Each entry that follows should be retyped in full and exactly.

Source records
◇ ◇ ◇ ◇

PR #931, opened 2017-10-25
site packages location fix for Python 2

scopatz:
Hopefully this fixes the problem in #927 as reported by @kkiesling

### DIFF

◇ ◇ ◇ ◇

▸ **SOLVED EXERCISE**
PR #931, opened 2017-10-25
site packages location fix for Python 2

scopatz:
Hopefully this fixes the problem in #927 as reported by @kkiesling

### DIFF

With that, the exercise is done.